Work request: Copy every line of the entries that has the string "FileMode" in it.
::: Data in this exercise :::
Issue #1331, opened 2024-02-20
SftpClient: slow download


goremykin:
Hi! Thank you for this project, I appreciate your work.

I have a job in js that downloads some files over sftp every night using [ssh2-sftp-client](https://www.npmjs.com/package/ssh2-sftp-client).
I decided to rewrite this job in C# using SSH.NET, but it turned out that the same files are now downloaded up to 15 times slower.
For example, a 25 MB file can be downloaded in 5 seconds using ssh2-sftp-client and in over a minute using SSH.NET.

I tested on ubuntu and arch linux in a simple .net 8 project. SSH.NET version - 2023.0.1.
```
using var sftpClient = new SftpClient(host, port, userName, password);
await using (var localFileStream = new FileStream("/someFile", FileMode.Create, FileAccess.Write))
{
    sftpClient.DownloadFile(file.FullName, localFileStream);
}
```

In case of reading from a stream it even slower:
```
await using var remoteStream = await sftpClient.OpenAsync("/someFile", FileMode.Open, FileAccess.Read, CancellationToken.None);
await remoteStream.CopyToAsync(localFileStream);
```

Do you have any ideas on what I should check or what settings I should play with?

scott-xu:
~~Not sure if it relates to compression. Do you know if your SSH service supports and **only** supports compression?~~
Well, I don't think it relates to compression.

Waynezhi:
Same situation, using 2024.0.0, download speed is around 1MB/s only on a sftp server (protocol v3), and same environment with sftp command I got 15MB/s. @WojciechNagorski

goremykin:
Can confirm the same issue with 2024.0.0

Waynezhi:
I tried with 2024.0.0 and 2023.0.1, same result @goremykin, with .net 6
https://github.com/sshnet/SSH.NET/issues/733
https://github.com/sshnet/SSH.NET/issues/1122

seems this fix does not work for me: https://github.com/sshnet/SSH.NET/pull/866

Rob-Hague:
There has been no recent investigation into SFTP performance that I know of. If you make an investigation, please do share your findings. Thanks

TheGreenAirplane:
Hello, has there been any progress on this? I'm experiencing slow download with the SCP client, this could be related.

WojciechNagorski:
@TheGreenAirplane I would be happy to review your PR that will solve this problem.

megapro17:
[...]

PR #1705, opened 2025-09-28
Build the read-ahead mechanism into SftpFileStream

### LINKED ISSUE #1618: IOException instead of SftpPathNotFoundException with SFTPgo and S3 backend
I know this sounds like a server problem at first, but all other clients I tried so far work just fine.

Scenario: GET (in SSH.NET, `SftpClient.OpenRead`) a file that doesn't exist on the server.

Usual behavior with other servers: `OpenRead` throws a `SftpPathNotFoundException` exception.

Actual behavior: `OpenRead` throws no exception, but when trying to read from the stream, a generic `IOException` is thrown:

```
System.IO.IOException: Seek operation failed.
   at Renci.SshNet.Sftp.SftpFileStream.get_Length()
   at System.IO.Stream.GetCopyBufferSize()
   at System.IO.Stream.CopyTo(Stream destination)
```

I'm using SSH.NET 2024.2.0 with SFTPGo 2.6.6 here. The described behavior only occurs when I'm using a SFTPgo user with S3 storage. When connecting with a user configured for local storage, it works as expected.

Now I know that this sounds like a SFTPGo error at first, and the behavior for the two storage backends is indeed different, but it seems like it still conform to the standard. The server logs indicate that a `SSH_FXP_STATUS` with status code 2 is sent in both cases. Also, I tried to do the same in Python using the paramiko package, and it gives me `[Errno 2] no such file` in both cases. However, with local storage, I get this exception right when opening the file, and with S3 storage, only when trying to read from the stream.

I cannot replicate the behavior with the `sftp` command. Its verbose output indicates that it always sends a `SSH_FXP_STAT` command before trying to actually get the file, so I don't run into the same situation:

```
sftp> get foobar
debug1: stat remote: No such file or directory
File "/foobar" not found.
```

I also captured the traffic, trying to find out what is actually going on on the wire, but Wireshark cannot dissect SSH packages.

If you like to reproduce the problem, the easiest way should be to run a local Docker container (image: drakkan/sftpgo:alpine-slim), and set up the a user with S3 storage: 
https://docs.sftpgo.com/2.6/docker/#supported-tags-and-respective-dockerfile-links
https://docs.sftpgo.com/2.6/s3/

If you have any idea how I could capture the raw traffic in a way that is readable for you, please let me know. If necessary, I could also set up a temporary cloud-based instance for testing.

It would be perfectly fine if the exception is thrown only when trying to read from the stream, but it should be the `SftpPathNotFoundException` exception, not some generic exception that could also be caused by e.g. a network hiccup.

### LINKED ISSUE #1633: `SftpClient.Open*` methods can conflict with SFTP servers that have "one-time download" feature
# Context
We started getting an `IOException` after migrating our application from NET472 to NET9.0 with the following error:

> "Seek operation failed."
> at long Renci.SshNet.Sftp.SftpFileStream.get_Length()
> at int System.IO.Stream.GetCopyBufferSize()
> at void System.IO.Stream.CopyTo(Stream destination)

After investigating initially, we realized this was because of a difference in behavior between the implementations of `Stream.CopyAsync(Stream)` in the BCL: in NET472, it used a constant buffer size, whereas in NET Core and up, it defaults to the same buffer size, but tries to optimize it if the source `Stream` is seekable (`CanSeek == true`). 

The optimization can be seen here:
https://github.com/dotnet/runtime/blob/1d1bf92fcf43aa6981804dc53c5174445069c9e4/src/libraries/System.Private.CoreLib/src/System/IO/Stream.cs#L132-L153

Then, we noticed that this exception was only occuring on a specific vendor's SFTP server we interfaced with, but not in many others. At this point, I was under the impression that the server was just wrong: it was returning `CanSeek` as `true`, but did not allow us to get the file's `Length` property, which is an inconsistency in the way `Stream`'s contract is supposed to behave: if `CanSeek` is `true`, then `Position` and `Length` properties should be available.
:::
Solution:
await using (var localFileStream = new FileStream("/someFile", FileMode.Create, FileAccess.Write))
await using var remoteStream = await sftpClient.OpenAsync("/someFile", FileMode.Open, FileAccess.Read, CancellationToken.None);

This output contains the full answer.